Last week, a 37 year old man from Virginia underwent an extensive surgery where he was given a new face, teeth, tongue, and jaw. Richard Lee Norris is the recipient of what University of Maryland physicians call the most extensive face transplant ever performed. After fifteen years of living as a recluse because of a gun incident that damaged his face, Norris is recovering well from surgery and can already feel his new face. He is now able to brush his teeth and shave, and he has regained his sense of smell.
The operation took 36 hours and it is the 23rd face transplant since doctors began doing this type of procedure seven years ago. The reason this surgery was so extensive was because it required transplantation of the teeth, tongue, upper and lower jaw and all of the facial tissue from his scalp to the base of his neck.

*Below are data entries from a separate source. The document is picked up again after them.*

PR #26349, opened 2020-07-15
Explore: parse queryType from explore url

zoltanbedi:

In explore view with x-ray data source we persist the query type in the url. For it to work properly we need to parse it from the url. This way when we reload the page we will get back the right query type.

### DIFF
--- a/public/app/core/utils/explore.ts
+++ b/public/app/core/utils/explore.ts
@@ -246,8 +246,7 @@ export function parseUrlState(initial: string | undefined): ExploreUrlState {
   };
   const datasource = parsed[ParseUrlStateIndex.Datasource];
   const parsedSegments = parsed.slice(ParseUrlStateIndex.SegmentsStart);
-  const metricProperties = ['expr', 'expression', 'target', 'datasource', 'query', 'queryType'];
-  const queries = parsedSegments.filter(segment => isSegment(segment, ...metricProperties));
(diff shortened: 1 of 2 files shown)


ivanahuckova (approved):
I am just able to review the code and added test (and not test it with x-ray data source). But code and test look good. LGTM!  🚀

public/app/core/utils/explore.ts
```diff
@@ -246,7 +246,7 @@ export function parseUrlState(initial: string | undefined): ExploreUrlState {
   };
   const datasource = parsed[ParseUrlStateIndex.Datasource];
   const parsedSegments = parsed.slice(ParseUrlStateIndex.SegmentsStart);
-  const metricProperties = ['expr', 'expression', 'target', 'datasource', 'query'];
+  const metricProperties = ['expr', 'expression', 'target', 'datasource', 'query', 'queryType'];
```
aocenas, line 249: Ugh it took me a while to realize what is going on here. This is pretty brittle. I don't think we can count on these properties in any way and there is no type safety or anything here. Ideally we would change the url a bit but that's probably going to be a bit more invasive. What I think we can do here is instead get all the segments we know the structure of so `ui` and `originPanelId` and then just treat all that are left as queries. There does not seem to be any code path where there would be something that we just need to ignore. This will prevent this kind of issues for datasources which will want to structure their query differently and I think should be safe in general (but please test a bit if that's true.)

aocenas (approved):
Looks good nice work

PR #26360, opened 2020-07-15
Drone: Rename publish-storybook to build-storybook

aknuds1:
Rename Drone step publish-storybook to build-storybook, since we won't publish for PR builds (confirmed with front-end team).


sakjur (approved):
I like that you refactored it into a function as well 👍

PR #26375, opened 2020-07-16
Prometheus: parse value as number when label is le

### LINKED ISSUE #22403: Explore Table sort numeric value

When you're trying to visualize an histogram by it's count per bucket and you try to sort bucket `le` this happens:

image

I think they are sorted by string value but not numeric value which would be awesome here.

**Why is this needed**:

I this would help understand better histogram metrics.

zoltanbedi:

Fixes #22403


ivanahuckova:
Nice work Zoltan!  LGTM! 🚀 I would maybe also include a test where `le = +Inf`.

aocenas:
There seems to be a small issue with the infinite values and table filtering. In the table you can filter in/out values:
Screenshot from 2020-07-17 15-39-09

But with infinity right now it produces wrong query 
Screenshot from 2020-07-17 15-36-47

There needs to be some way to decouple the value of the label with the text value inserted into the query so in the query it will still use `+Inf` string.

davkal (approved):
Nice work. The trade-off here is that we gain sortability on the le column, but it will no longer render as "+Inf", but as the infinity symbol. I'm happy with this though. 

I wonder if could do this across more columns and detect numerical content in the string (not as easy though, since `isNan` also let's strings like `01` and `1.` pass as numbers).

PR #26376, opened 2020-07-16
Chore: Enable goprintffuncname and nakedret linters

aknuds1:
Enable goprintffuncname and nakedret Go linters (already enabled for the plugin SDK), fix resulting issues. I don't think I had to make any changes to appease nakedret, but goprintffuncname requires appending an "f" to logging functions that take format strings. I think the latter requirement makes total sense, since it can be tricky to figure out right now if a logging function takes a format strings or key-value pairs. I'm open to other views on this though.


kylebrandt:
I'm confused about the point of infra/log/interface.go's Logger interface and how it, if it all, relates to these other methods.

aknuds1:
> I'm confused about the point of infra/log/interface.go's Logger interface and how it, if it all, relates to these other methods.

I have no idea either @kylebrandt. Carl and I talked about consolidating Grafana's logging at some point, also with an eye towards improving performance.

kylebrandt (approved):

PR #26404, opened 2020-07-17
Chore: Reduce settings Go code complexity

aknuds1:
As part of enabling gocyclo linter, make Go code to load settings less complex (by breaking huge functions into more manageable ones).

I've done basic manual testing and it works.

Probably easiest diffed locally with a GUI tool.


kylebrandt (approved):

ryantxu (approved):
I am all for it... and trust you that this is better ;)

pkg/setting/setting.go
```diff
@@ -661,73 +661,264 @@ func (cfg *Cfg) Load(args *CommandLineArgs) error {
 		return err
 	}
 	cfg.ProvisioningPath = makeAbsolute(provisioning, HomePath)
-	server := iniFile.Section("server")
-	AppUrl, AppSubUrl, err = parseAppUrlAndSubUrl(server)
+	if err := readServerSettings(iniFile, cfg); err != nil {
+		return err
```
marefr, line 665: Nit: Maybe return some context when returning errors from reading certain sections/settings by wrapping error in "failed to read <section/setting> settings" or similar?

marefr (approved):
LGTM. Added a nit comment

pkg/setting/setting.go
aknuds1: @marefr Isn't that out of scope for the PR, since all it does is refactor?

marefr: Sure

PR #26408, opened 2020-07-17
Drone: Fix StoryBook build

aknuds1:
Fix StoryBook build, by adding a separate publish step using correct Docker image on master.


marefr (approved):
LGTM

Prior to this, the first face transplant in the U.S was done at the Cleveland Clinic in 2008. The first full transplant done was in France in 2005 for a woman who was mauled by her dog. Now, with transplants safer and more common, the Department of Defense has begun funding some face and hand surgeries as well. They hope to help wounded soldiers. So far, there have been over 1,000 soldiers that have lost an arm or leg in Afghanistan or Iraq and it is estimated that around 200 of them may possibly be eligible for a transplant. Doctors soon hope to be able to operate on military patients, seeing as the University of Maryland’s research on transplants was funded by a grant from the Office of Naval Research.
Although few details were given in the article about how Norris got into the accident that led up to this surgery, officials did note that he graduated from high school in a small town in Virginia in 1993. Since the accident he has been unable to retain a full time job and has been staying with his parents.
His lead surgeon said, “The accidental injury just destroyed everything. The rest of his friends and colleagues went on to start getting married, having children and owning homes. He wants to make up for all of that”. Hopefully, with the successful transplant, he will regain a sense of self confidence and be able to reestablish himself as a full functioning member of society.